# [TASK DESCRIPTION]
Search each line below for "results", then return the lines where it appears.

Extracted data entries:

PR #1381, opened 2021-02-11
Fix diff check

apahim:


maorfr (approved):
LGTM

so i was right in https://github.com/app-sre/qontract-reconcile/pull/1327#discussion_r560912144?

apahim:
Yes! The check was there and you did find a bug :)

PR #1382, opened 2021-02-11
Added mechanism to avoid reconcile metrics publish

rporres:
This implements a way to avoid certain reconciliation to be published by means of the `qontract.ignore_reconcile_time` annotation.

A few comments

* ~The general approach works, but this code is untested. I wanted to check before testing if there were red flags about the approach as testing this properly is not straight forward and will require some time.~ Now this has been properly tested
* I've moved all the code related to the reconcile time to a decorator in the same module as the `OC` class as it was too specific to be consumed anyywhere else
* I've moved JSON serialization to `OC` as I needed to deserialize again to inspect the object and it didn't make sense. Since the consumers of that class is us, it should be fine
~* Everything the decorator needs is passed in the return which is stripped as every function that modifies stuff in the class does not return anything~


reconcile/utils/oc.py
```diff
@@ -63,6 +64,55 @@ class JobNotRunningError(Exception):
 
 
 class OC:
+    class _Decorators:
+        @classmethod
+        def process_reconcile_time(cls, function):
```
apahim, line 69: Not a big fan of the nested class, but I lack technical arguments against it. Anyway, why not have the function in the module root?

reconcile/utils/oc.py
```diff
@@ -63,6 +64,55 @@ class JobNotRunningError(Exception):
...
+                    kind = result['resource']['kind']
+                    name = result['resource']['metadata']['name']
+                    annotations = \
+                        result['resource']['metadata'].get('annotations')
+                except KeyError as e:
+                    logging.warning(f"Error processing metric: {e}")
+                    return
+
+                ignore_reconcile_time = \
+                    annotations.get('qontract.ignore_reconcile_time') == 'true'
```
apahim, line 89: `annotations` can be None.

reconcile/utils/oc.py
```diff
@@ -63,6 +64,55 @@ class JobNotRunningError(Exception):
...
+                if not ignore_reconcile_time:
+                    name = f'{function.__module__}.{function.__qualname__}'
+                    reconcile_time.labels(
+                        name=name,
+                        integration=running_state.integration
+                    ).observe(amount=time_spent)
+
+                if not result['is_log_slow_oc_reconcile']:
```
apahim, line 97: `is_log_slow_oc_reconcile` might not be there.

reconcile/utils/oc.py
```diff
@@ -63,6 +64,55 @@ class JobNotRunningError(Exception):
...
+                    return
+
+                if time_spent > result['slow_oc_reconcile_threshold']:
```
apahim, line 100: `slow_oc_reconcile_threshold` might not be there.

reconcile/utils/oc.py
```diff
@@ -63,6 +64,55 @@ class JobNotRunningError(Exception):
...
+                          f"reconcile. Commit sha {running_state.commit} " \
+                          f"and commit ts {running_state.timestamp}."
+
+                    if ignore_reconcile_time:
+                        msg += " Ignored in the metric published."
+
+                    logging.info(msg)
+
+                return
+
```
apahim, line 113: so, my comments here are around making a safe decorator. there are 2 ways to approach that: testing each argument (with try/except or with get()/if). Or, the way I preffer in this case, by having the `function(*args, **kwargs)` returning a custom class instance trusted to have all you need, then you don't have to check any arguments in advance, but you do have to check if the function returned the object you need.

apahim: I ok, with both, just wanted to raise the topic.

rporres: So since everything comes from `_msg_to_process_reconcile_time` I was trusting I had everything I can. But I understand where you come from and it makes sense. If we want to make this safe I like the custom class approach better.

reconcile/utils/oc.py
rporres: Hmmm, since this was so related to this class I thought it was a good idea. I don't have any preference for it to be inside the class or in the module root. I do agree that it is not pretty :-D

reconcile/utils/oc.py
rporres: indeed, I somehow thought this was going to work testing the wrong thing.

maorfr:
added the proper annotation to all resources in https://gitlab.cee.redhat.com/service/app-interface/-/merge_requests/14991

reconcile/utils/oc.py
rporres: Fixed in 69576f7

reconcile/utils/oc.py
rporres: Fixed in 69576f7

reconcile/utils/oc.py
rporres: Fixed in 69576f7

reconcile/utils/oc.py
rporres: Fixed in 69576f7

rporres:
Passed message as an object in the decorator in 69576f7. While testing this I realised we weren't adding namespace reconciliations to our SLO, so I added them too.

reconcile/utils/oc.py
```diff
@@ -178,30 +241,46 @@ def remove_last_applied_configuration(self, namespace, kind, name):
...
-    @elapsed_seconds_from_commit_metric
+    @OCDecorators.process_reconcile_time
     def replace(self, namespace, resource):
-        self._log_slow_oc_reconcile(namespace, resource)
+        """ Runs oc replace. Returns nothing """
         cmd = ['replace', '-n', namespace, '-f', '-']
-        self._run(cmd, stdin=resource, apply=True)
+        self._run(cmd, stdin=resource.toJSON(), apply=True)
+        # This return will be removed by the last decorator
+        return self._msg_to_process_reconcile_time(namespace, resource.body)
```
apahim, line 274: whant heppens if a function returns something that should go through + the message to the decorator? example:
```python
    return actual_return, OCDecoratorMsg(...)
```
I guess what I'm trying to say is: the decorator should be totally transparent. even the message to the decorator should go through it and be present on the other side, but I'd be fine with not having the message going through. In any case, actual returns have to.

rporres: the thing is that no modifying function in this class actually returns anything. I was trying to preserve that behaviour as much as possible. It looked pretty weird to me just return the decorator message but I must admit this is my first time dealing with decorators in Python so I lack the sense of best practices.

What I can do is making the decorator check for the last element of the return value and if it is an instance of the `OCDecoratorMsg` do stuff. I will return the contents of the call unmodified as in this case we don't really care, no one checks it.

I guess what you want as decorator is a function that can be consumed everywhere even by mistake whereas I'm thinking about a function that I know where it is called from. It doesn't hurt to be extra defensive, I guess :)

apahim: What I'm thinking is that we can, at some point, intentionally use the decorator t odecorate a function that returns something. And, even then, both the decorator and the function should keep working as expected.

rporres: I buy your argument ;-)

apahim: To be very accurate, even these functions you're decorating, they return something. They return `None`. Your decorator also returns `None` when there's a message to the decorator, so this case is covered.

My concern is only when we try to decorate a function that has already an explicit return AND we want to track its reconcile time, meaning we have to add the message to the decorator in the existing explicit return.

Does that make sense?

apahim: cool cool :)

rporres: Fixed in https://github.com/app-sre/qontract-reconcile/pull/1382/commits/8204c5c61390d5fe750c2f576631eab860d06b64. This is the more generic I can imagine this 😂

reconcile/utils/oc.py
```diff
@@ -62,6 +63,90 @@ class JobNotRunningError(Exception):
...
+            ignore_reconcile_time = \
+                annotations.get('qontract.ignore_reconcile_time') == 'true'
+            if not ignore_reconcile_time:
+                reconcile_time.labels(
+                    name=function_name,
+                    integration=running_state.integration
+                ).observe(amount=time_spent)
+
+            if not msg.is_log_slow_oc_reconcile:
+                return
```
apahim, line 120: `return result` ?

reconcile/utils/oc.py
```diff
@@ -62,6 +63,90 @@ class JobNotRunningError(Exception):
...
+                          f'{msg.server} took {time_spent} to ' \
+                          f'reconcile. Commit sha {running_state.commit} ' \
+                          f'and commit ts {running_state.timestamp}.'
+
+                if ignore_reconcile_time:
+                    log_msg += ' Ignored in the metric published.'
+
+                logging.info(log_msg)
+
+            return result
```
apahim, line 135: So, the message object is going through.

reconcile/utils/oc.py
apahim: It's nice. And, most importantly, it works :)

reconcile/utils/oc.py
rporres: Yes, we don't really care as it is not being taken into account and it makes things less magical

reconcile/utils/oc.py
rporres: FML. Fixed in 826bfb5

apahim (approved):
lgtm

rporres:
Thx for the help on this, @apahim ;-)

...

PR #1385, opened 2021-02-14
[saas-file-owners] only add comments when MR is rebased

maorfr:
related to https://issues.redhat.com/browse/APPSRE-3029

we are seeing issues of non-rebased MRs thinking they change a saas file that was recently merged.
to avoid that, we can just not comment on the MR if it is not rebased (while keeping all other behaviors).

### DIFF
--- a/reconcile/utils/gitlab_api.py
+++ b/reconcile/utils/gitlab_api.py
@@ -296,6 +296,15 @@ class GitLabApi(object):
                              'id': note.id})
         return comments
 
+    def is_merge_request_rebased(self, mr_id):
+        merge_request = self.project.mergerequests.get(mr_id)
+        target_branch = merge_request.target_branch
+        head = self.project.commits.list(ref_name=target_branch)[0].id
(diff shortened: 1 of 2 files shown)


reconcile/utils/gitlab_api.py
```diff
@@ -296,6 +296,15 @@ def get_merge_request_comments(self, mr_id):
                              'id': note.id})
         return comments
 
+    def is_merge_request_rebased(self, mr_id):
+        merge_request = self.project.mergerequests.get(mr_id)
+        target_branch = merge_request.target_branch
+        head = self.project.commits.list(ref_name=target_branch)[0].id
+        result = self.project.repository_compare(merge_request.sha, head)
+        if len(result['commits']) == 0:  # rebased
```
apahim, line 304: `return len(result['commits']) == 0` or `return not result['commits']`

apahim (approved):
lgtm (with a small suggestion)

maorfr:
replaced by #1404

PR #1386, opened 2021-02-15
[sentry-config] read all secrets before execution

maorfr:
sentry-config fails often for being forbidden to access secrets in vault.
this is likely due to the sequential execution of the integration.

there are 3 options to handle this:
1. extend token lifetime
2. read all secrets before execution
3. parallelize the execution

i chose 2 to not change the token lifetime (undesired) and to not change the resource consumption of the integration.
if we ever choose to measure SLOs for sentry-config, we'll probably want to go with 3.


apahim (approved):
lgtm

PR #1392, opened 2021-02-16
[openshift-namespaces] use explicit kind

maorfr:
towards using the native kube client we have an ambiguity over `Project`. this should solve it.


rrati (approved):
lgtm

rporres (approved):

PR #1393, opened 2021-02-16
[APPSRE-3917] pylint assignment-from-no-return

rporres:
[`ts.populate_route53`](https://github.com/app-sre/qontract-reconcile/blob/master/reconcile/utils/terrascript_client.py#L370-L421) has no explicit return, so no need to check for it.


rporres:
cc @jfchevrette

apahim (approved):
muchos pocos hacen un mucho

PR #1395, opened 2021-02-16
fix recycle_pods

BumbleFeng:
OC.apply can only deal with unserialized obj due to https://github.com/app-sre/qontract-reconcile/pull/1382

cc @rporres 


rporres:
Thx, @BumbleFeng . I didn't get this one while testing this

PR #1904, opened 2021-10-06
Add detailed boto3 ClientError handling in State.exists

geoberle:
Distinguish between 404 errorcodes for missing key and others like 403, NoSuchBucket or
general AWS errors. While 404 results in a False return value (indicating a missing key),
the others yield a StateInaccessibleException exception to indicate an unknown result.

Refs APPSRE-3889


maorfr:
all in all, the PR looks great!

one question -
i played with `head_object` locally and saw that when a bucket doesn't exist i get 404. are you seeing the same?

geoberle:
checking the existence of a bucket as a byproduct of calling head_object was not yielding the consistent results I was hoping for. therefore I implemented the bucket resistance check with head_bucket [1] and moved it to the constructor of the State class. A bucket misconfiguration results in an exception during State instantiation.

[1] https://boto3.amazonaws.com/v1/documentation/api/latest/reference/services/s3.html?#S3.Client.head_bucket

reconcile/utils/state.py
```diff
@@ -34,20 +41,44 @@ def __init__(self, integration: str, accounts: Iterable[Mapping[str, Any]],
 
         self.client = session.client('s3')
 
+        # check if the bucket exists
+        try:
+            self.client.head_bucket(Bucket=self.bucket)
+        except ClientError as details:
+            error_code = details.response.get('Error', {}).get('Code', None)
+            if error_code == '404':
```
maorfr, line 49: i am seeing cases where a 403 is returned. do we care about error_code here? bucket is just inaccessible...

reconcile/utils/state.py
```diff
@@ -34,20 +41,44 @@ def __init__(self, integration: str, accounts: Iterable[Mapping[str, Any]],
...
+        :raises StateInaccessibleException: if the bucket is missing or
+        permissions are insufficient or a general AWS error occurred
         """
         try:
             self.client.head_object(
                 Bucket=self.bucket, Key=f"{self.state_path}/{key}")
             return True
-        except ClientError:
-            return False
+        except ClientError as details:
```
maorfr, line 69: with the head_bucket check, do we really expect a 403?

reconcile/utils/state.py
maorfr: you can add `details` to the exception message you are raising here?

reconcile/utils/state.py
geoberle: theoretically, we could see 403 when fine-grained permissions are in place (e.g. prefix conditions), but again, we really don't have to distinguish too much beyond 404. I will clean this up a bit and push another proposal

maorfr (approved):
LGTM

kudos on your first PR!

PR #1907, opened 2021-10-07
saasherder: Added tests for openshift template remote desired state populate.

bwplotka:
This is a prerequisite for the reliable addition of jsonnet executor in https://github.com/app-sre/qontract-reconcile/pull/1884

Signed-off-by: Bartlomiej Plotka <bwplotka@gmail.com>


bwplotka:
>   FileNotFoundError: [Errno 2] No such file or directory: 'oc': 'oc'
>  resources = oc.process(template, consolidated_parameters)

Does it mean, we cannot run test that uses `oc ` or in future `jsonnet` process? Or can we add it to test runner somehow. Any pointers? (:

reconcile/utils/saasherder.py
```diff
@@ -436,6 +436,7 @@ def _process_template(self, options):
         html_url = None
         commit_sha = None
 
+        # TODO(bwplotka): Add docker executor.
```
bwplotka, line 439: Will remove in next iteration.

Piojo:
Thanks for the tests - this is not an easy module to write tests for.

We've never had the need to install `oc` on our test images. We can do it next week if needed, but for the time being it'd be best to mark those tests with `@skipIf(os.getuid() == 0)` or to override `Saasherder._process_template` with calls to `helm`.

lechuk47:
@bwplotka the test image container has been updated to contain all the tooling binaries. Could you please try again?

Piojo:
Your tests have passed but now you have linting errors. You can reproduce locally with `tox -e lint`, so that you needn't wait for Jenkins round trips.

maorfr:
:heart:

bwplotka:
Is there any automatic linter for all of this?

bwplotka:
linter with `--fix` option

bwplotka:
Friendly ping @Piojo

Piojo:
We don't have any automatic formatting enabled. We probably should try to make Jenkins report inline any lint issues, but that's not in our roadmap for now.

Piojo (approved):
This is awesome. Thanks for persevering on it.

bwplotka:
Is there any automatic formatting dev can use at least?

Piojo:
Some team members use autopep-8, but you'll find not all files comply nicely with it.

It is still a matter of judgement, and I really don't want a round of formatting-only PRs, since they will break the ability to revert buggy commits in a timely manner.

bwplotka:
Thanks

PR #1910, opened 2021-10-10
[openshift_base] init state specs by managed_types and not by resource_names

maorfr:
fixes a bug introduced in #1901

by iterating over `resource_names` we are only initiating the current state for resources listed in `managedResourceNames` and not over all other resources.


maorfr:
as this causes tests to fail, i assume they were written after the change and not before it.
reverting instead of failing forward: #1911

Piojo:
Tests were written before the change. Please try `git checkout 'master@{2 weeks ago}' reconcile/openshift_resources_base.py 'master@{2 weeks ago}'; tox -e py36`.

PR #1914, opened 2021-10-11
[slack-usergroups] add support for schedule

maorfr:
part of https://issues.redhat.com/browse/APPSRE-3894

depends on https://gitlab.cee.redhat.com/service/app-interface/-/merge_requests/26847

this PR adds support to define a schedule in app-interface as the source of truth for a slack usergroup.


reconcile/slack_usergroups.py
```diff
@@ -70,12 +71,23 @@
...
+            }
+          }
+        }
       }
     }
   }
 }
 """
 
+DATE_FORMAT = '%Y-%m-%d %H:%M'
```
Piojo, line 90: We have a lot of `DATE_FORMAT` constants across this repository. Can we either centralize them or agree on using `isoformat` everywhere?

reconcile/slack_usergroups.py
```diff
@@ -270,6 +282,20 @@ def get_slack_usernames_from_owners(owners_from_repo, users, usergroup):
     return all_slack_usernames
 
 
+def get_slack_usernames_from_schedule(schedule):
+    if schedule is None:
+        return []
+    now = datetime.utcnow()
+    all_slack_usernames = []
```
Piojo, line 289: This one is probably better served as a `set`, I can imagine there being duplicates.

# [ANSWER BOX]
general AWS errors. While 404 results in a False return value (indicating a missing key),
checking the existence of a bucket as a byproduct of calling head_object was not yielding the consistent results I was hoping for. therefore I implemented the bucket resistance check with head_bucket [1] and moved it to the constructor of the State class. A bucket misconfiguration results in an exception during State instantiation.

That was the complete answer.